**YOUR OBJECTIVE**
Search the records below for the string "generateDocData", and report each line that contains it.

**PROVIDED DATA**
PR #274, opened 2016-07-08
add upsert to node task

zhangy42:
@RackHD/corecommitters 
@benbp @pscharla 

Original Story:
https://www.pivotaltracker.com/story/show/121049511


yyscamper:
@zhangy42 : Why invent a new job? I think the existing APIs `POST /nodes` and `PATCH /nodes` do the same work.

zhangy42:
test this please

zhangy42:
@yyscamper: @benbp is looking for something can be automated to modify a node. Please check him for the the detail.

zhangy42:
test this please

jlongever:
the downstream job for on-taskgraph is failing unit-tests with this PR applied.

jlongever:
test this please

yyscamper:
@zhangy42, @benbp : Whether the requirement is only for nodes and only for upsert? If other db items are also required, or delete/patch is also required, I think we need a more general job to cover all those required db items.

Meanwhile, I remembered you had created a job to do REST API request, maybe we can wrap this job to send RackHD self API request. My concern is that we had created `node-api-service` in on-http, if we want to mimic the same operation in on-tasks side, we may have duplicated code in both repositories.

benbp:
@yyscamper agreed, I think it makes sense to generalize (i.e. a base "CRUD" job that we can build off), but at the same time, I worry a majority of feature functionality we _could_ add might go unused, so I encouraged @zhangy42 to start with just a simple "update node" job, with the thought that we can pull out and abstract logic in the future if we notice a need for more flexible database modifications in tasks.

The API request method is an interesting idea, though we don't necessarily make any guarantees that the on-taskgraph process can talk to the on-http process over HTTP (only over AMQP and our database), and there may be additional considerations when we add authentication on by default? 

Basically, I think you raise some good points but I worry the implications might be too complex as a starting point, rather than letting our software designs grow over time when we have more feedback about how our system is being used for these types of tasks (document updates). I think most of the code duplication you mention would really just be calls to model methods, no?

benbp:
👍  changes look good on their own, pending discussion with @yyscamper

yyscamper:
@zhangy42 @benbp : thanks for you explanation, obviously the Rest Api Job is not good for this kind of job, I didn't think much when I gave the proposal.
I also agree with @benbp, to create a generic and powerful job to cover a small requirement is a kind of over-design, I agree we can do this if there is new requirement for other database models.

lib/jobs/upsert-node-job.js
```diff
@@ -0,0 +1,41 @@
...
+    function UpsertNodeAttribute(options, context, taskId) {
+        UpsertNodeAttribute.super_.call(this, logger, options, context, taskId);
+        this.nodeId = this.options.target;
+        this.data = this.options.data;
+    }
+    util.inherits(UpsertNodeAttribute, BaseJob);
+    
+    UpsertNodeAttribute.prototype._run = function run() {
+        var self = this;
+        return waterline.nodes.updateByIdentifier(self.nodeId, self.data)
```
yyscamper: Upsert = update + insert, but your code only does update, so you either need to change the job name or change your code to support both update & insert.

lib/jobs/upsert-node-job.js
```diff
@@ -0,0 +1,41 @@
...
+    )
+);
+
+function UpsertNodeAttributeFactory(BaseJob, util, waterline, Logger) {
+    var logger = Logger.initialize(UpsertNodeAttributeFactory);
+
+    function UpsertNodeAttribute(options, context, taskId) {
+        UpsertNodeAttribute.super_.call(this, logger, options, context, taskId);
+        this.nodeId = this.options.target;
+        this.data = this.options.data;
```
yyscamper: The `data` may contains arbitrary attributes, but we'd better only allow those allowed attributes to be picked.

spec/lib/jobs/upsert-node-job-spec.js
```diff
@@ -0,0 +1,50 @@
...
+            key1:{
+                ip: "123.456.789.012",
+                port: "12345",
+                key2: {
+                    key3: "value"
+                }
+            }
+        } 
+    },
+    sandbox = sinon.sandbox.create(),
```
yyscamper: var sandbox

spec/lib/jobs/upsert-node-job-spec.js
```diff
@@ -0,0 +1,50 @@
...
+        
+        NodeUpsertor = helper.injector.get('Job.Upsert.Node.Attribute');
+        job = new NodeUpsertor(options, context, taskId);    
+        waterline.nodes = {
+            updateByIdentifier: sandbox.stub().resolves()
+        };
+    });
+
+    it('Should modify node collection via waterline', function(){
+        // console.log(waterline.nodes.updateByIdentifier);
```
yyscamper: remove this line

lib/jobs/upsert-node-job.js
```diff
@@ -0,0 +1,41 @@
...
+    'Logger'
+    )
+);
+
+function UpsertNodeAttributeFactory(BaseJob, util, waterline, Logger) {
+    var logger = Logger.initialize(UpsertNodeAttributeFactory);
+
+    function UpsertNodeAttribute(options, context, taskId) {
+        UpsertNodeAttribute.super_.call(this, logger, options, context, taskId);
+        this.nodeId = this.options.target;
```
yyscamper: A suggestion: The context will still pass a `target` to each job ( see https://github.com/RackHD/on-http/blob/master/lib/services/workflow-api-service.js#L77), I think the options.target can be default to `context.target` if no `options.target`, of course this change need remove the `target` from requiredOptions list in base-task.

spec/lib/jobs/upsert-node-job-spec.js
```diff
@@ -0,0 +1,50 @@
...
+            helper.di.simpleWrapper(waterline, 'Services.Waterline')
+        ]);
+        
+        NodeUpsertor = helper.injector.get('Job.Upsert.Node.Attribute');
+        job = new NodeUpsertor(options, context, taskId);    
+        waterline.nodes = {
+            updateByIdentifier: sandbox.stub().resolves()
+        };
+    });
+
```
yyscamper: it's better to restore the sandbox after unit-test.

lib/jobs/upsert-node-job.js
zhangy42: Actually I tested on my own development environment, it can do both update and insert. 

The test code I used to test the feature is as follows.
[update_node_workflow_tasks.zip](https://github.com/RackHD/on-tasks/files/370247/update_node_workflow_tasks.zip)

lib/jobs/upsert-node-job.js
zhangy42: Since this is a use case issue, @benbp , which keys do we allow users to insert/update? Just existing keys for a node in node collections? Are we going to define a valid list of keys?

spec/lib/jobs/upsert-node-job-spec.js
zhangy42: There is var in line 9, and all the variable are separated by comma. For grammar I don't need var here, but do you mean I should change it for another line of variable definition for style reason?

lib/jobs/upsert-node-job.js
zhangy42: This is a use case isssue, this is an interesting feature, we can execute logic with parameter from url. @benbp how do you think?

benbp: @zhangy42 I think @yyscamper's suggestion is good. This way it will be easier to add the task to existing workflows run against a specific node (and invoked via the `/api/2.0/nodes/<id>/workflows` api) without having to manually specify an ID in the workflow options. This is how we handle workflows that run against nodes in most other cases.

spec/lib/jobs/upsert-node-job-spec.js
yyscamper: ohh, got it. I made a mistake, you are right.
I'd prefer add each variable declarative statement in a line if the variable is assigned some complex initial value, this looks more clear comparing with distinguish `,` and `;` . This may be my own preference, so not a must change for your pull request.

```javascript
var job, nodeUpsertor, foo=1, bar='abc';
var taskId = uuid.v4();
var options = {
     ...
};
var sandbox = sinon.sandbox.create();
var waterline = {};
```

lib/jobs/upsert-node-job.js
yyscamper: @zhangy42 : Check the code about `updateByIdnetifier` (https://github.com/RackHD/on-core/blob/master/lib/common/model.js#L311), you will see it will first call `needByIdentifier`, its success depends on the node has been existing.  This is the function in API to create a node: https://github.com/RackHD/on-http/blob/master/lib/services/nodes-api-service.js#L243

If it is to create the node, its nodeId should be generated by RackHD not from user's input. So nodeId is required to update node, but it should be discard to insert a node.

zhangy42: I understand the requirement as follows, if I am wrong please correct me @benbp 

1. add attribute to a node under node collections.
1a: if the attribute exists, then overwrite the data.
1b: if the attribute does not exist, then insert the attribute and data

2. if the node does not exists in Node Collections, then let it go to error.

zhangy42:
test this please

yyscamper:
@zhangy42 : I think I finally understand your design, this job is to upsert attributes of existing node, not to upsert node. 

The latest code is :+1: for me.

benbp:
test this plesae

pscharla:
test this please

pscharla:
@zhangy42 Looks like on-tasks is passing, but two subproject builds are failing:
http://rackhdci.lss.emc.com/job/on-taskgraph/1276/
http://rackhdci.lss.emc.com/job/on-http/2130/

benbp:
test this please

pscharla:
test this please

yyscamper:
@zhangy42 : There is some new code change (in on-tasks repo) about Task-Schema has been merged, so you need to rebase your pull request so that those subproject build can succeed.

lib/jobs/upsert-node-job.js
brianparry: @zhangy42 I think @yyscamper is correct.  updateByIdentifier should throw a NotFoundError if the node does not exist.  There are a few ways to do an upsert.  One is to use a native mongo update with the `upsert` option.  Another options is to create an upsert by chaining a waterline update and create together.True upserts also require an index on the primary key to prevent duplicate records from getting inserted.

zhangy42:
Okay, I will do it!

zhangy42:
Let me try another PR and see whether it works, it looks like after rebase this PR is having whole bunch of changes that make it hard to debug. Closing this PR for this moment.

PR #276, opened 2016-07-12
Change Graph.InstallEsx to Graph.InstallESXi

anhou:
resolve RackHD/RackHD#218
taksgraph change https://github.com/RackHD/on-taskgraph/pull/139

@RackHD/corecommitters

==

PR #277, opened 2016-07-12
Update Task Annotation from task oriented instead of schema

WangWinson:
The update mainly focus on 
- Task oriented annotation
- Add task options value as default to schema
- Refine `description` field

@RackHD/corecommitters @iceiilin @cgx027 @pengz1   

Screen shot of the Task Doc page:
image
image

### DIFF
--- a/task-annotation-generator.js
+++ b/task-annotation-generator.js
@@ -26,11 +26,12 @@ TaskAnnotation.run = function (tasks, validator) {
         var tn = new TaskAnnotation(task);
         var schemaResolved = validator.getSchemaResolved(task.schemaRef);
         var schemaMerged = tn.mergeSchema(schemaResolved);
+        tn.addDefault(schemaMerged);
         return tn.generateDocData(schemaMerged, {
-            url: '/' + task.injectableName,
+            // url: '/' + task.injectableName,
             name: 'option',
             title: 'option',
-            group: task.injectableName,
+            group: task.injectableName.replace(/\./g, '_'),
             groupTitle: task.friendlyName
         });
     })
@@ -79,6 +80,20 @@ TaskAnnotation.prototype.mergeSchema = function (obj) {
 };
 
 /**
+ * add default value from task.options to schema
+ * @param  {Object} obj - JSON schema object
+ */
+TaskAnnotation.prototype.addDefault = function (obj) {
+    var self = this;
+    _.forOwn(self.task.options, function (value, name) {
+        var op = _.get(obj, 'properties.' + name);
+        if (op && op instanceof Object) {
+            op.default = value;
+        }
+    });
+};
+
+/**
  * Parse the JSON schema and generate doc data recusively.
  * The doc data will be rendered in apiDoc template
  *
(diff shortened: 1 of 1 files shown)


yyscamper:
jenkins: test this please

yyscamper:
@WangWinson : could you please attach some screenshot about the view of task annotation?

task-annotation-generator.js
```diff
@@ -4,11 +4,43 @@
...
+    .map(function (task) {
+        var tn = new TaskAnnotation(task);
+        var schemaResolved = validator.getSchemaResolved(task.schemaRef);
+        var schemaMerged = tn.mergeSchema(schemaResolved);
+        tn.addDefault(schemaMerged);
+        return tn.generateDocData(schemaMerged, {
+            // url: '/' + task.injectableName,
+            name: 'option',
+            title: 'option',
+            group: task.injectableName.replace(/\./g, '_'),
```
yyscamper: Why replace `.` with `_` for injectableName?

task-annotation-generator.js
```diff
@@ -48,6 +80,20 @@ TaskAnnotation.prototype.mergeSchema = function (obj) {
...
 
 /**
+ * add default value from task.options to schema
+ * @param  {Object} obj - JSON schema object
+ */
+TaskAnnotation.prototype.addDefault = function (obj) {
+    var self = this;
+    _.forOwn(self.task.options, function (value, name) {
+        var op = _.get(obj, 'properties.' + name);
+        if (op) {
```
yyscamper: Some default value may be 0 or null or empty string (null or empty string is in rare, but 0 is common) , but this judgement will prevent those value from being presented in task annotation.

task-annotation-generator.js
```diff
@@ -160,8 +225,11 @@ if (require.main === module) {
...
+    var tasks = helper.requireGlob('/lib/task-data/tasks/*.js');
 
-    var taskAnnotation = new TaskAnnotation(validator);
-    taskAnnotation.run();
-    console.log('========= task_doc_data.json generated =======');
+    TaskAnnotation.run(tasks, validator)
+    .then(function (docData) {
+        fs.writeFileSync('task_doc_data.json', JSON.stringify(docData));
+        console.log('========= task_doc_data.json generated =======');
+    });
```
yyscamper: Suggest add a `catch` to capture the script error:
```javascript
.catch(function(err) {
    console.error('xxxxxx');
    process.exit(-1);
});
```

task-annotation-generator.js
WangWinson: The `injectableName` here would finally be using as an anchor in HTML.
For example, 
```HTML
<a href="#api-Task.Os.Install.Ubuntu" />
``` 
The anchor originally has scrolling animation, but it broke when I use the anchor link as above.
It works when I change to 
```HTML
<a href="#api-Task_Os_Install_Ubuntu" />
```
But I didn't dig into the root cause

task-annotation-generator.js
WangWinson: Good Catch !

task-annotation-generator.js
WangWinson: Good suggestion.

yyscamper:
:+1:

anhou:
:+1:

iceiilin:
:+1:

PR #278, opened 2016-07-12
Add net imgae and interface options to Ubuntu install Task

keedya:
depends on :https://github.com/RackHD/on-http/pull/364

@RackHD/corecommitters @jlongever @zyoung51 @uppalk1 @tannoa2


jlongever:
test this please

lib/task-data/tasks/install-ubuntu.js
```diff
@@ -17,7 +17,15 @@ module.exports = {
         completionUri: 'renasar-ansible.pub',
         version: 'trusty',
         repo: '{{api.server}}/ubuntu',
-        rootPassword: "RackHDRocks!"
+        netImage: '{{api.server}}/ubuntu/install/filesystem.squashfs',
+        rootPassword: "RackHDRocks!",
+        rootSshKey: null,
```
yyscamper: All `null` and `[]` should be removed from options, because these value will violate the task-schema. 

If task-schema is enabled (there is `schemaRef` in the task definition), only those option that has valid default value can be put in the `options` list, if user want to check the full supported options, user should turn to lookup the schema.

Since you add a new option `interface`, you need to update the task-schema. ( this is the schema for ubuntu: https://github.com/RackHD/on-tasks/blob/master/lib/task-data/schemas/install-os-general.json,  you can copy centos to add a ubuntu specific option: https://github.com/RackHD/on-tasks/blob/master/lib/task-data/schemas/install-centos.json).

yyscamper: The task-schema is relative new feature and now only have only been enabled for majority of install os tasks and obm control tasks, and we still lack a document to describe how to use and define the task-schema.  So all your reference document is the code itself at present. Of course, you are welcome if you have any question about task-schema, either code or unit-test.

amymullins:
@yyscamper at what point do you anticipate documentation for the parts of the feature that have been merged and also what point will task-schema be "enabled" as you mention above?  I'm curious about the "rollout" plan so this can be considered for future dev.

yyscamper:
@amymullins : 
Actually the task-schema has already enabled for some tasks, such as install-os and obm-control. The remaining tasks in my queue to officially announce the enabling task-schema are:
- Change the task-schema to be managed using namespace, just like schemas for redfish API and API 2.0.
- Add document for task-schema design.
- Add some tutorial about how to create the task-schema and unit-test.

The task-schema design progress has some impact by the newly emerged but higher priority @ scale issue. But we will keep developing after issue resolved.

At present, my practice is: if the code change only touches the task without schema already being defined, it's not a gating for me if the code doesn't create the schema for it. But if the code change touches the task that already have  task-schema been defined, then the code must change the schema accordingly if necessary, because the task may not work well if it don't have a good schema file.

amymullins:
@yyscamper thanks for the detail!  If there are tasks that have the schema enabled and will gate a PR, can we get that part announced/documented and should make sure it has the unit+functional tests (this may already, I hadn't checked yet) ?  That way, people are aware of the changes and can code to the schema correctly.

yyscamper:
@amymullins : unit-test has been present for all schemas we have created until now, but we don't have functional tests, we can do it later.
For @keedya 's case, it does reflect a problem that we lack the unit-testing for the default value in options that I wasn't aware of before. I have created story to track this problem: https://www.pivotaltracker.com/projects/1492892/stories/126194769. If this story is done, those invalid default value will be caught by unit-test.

* * *

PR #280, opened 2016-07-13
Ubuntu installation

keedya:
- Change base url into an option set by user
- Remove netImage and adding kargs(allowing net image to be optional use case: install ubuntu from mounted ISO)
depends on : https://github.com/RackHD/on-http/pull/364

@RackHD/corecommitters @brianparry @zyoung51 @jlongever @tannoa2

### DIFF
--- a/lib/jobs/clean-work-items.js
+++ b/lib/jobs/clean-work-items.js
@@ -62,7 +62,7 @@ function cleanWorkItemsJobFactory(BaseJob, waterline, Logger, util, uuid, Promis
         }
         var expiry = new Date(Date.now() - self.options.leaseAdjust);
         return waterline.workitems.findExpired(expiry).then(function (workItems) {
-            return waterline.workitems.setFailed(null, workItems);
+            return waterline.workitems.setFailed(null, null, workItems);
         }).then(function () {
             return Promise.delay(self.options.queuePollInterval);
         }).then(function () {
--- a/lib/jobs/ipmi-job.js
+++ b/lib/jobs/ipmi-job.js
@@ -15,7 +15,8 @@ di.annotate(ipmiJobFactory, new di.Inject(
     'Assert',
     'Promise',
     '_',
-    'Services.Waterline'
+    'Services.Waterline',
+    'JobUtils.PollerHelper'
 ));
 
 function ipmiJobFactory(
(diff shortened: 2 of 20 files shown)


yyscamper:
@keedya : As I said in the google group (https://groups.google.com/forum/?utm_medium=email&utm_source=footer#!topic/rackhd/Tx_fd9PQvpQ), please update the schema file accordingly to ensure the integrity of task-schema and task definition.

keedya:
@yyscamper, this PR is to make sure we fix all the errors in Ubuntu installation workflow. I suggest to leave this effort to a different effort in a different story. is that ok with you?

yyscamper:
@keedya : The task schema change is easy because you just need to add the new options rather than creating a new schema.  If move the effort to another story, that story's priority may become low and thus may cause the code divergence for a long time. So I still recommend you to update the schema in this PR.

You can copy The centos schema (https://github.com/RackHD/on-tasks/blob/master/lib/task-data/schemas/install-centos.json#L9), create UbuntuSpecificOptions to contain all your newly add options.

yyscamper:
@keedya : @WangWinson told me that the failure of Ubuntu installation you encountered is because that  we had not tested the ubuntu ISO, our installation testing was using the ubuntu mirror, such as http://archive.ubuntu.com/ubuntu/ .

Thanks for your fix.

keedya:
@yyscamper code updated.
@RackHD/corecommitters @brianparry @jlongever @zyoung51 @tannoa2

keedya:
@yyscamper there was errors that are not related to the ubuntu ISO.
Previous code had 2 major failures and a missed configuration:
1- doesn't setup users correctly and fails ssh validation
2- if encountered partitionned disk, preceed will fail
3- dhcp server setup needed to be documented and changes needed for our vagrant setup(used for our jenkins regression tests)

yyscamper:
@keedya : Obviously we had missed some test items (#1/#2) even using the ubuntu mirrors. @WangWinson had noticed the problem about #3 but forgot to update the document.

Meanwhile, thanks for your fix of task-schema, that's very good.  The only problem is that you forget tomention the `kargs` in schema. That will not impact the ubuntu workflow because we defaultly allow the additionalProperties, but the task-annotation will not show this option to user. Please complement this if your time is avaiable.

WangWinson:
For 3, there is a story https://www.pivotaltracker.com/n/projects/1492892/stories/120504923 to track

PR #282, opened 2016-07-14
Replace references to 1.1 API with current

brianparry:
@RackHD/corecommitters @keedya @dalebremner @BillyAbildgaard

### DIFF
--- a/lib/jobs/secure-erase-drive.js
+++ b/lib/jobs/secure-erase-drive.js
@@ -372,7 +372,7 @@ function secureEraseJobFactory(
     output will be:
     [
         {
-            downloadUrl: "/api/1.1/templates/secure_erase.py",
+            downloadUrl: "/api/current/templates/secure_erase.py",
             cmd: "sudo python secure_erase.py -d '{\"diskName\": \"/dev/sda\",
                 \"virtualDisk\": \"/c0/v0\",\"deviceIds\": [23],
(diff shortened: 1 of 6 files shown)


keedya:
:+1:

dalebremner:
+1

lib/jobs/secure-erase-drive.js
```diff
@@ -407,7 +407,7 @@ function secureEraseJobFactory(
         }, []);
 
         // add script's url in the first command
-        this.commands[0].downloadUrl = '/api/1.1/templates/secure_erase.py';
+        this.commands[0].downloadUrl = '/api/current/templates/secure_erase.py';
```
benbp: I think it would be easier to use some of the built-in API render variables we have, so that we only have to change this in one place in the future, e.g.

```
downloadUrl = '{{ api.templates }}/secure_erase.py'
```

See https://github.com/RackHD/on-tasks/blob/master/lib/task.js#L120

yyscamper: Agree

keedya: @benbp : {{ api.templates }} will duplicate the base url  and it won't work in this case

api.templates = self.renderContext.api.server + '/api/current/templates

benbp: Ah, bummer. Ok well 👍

**REPLY**
         return tn.generateDocData(schemaMerged, {
+        return tn.generateDocData(schemaMerged, {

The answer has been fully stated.